Live-Bildgebung des Drosophila-Puppenauges mittels Fluoreszenzmikroskopie

Beginnen Sie mit einer transgenen Drosophila-Puppe mit freiliegendem Auge.

Lege die Puppe auf eine Geleeperle in einem hydrierten Papierrahmen, der von einem Geleering umgeben ist.

Das Auge der Puppe enthält GFP-markierte Verbindungsproteine, die die Zellgrenzen im Neuroepithel des sich entwickelnden Auges hervorheben.

Drücken Sie vorsichtig ein Deckglas auf die Puppenauge.
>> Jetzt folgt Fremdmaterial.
PR #15503, opened 2026-08-04
fix(dedupe): drop duplicate links whose original was deleted mid-batch

Maffooch:
**Description**

> **Scope narrowed.** This PR originally fixed both directions of one window on the `duplicate_finding` self-FK. The **delete side** has since landed independently as #15510, with a better ancestor walk than this branch carried, so that work has been dropped and #15510 is now the base. What remains is the **dedupe side**, which #15510 does not touch.

The `duplicate_finding` self-FK is `DEFERRABLE INITIALLY DEFERRED`. Batch deduplication matches its originals near the start of a batch and writes the links at the end of it, and the excess-duplicate delete task runs on its own schedule — so an original can be gone by the time the write lands. The bad link is then only rejected at COMMIT, which rolls back the entire batch:

```
django.db.utils.IntegrityError: insert or update on table "dojo_finding" violates foreign key
constraint "dojo_finding_duplicate_finding_id_..."
DETAIL:  Key (duplicate_finding_id)=(N) is not present in table "dojo_finding".
```

Every other finding in that batch loses its deduplication too, and `post_process_findings_batch` fails — all for one unusable link.

**The fix** (`dojo/finding/deduplication.py`)

`_flush_duplicate_changes` now verifies that each matched original still exists immediately before the write and in the same transaction, and drops only the links that cannot be written. Those findings are left exactly as they were, for the next import to match again. The return value narrows to what was actually persisted, so follow-up processing runs only on rows that were written.

**Why not row locks**

This narrows the window to a single transaction rather than closing it. Locking the originals would put a `select_for_update` on every import's dedupe write and create a lock-ordering cycle with the delete task — trading an occasional aborted batch for routine deadlocks on a hot path.

**Pro impact**

Pro calls `_flush_duplicate_changes` from all three of its dedupe branches via `FINDING_DEDUPE_BATCH_METHOD`, so the fix applies there unchanged with no companion PR. The narrowed return value is what Pro's post-flush prioritization consumes, so it now fires only for findings that were persisted.

**Test results**

`unittests/test_dedupe_flush_missing_original.py` — fails on the unfixed code with the production constraint error above. Covers the dropped link, the rest of the batch still persisting, findings carrying a null link, and an empty batch.

Suites run locally against this base, all green:

```
test_dedupe_flush_missing_original, test_bulk_delete_duplicate_references,
test_bulk_delete_findings_m2m, test_prepare_duplicates_for_delete,
test_duplication_loops, test_deduplication_logic, test_cascade_delete,
test_async_delete, test_importers_deduplication      Ran 222 tests — OK (skipped=2)

test_importers_performance                            Ran 11 tests — OK
```

`ruff check .` passes.

**Performance counts**

`expected_num_queries2` moves 94 → 97 and 204 → 207. Three queries per *batch*: the existence check, plus the savepoint pair for the transaction it now shares with the write. Measured by running the suite, not derived — and confirmed to come entirely from this change, since #15510's delete-side work leaves these counts untouched. The transaction also makes the batch write all-or-nothing, where `bulk_update`'s statements previously each committed on their own.

**Documentation**

No user-facing behaviour change: this removes a failure mode from a background task. No docs update needed.

**Checklist**

### DIFF
--- a/dojo/finding/deduplication.py
+++ b/dojo/finding/deduplication.py
@@ -4,6 +4,7 @@ from operator import attrgetter
 
 import hyperlink
 from django.conf import settings
+from django.db import transaction
 from django.db.models import Prefetch
 from django.db.models.query_utils import Q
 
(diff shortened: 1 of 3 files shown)


blakeaowens (approved):

devGregA (approved):

Maffooch:
Heads up before this is re-queued: **the scope changed after the approvals above.**

This PR was dequeued on a merge conflict. Resolving it surfaced that #15510 had landed the **delete-side** half of this fix independently — same diagnosis and same placement, with a better ancestor walk than this branch carried (it follows a duplicate chain a level at a time when the chain runs out of the chunk, where this branch promoted to original in that case).

So I dropped the delete-side change and its test, rebased onto #15510, and narrowed this PR to the **dedupe side** — `_flush_duplicate_changes`, which #15510 does not touch. It went from 5 files to 3:

| File | |
|---|---|
| `dojo/finding/deduplication.py` | +63 |
| `unittests/test_dedupe_flush_missing_original.py` | +201 (new) |
| `unittests/test_importers_performance.py` | ±4 |

Current state: CI green (47/47), `mergeable_state: clean`, verified locally at 222 tests across the dedupe and delete suites (including #15510's new module) plus 11 performance tests.

I have deliberately **not** re-enabled auto-merge. It was enabled before the dequeue, but that was against the larger diff, and the approvals predate the rewrite — worth a fresh look at the narrowed change before it goes back in the queue rather than having it merge on an approval given for different work.

---

Maffooch:
This PR was dequeued on a `CI_FAILURE`. Recording the diagnosis in case it recurs — **the failing test is not related to this change.**

The queue run failed on exactly one test, in the arm64 job:

```
FAIL: test_api_token_auth_is_rate_limited (unittests.test_apiv2_user.UserTest.test_api_token_auth_is_rate_limited)
AssertionError: 6 != 3 : api-token-auth should honor the configured rate limit
Ran 5077 tests — FAILED (failures=1, skipped=495)
```

Why I do not think this is mine:

- **No causal path.** This diff is `dojo/finding/deduplication.py` (`_flush_duplicate_changes`), one new dedupe test module, and two integers in the performance-count assertions. The failing test exercises API token auth throttling. Nothing in the diff touches auth, throttling, caching, or middleware.
- **It passes locally on this branch.** `manage.py test unittests.test_apiv2_user` → 15 tests, OK.
- **It passed on this PR's own head run** and in every earlier full run of this branch.
- **The assertion shape points at throttle state, not logic.** The view was reached 6 times where 3 were expected — the throttle did not engage at all, rather than engaging incorrectly. That is what a rate-limit counter shared across concurrently-running suites looks like, and #15505 recently moved the parallel-safe phase to run in parallel.
- **The queue is failing broadly right now,** on unrelated tests. Of the last ~30 `merge_group` "Unit tests" runs, six failed, across at least two different and unrelated tests — #15563's run, for instance, failed on `test_importers_blank_engagement_status` (`'Not Started' != ''`), not on this one.

I have not re-queued it myself — thanks @Maffooch for putting it back. If it trips on `test_api_token_auth_is_rate_limited` again, the place to look is that test's isolation under parallel execution, not this diff.

---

Unter einem Fluoreszenzmikroskop fluoreszieren GFP-markierte Übergänge und zeigen die Organisation des Neuroepithels.

Nehmen Sie Bilder in regelmäßigen Abständen in verschiedenen Tiefen auf und bearbeiten Sie die Bilder, um den Kontrast zu verbessern und das Hintergrundrauschen zu minimieren.

Richten Sie diese Bilder in zunehmenden Zeitintervallen aus, um das sich entwickelnde Neuroepithel zu verfolgen.

Zunächst bilden Primärzellen Grenzen um Photorezeptorzellcluster, während Interommatidenzellen oder ICs sich zu einer einzigen Schicht anordnen.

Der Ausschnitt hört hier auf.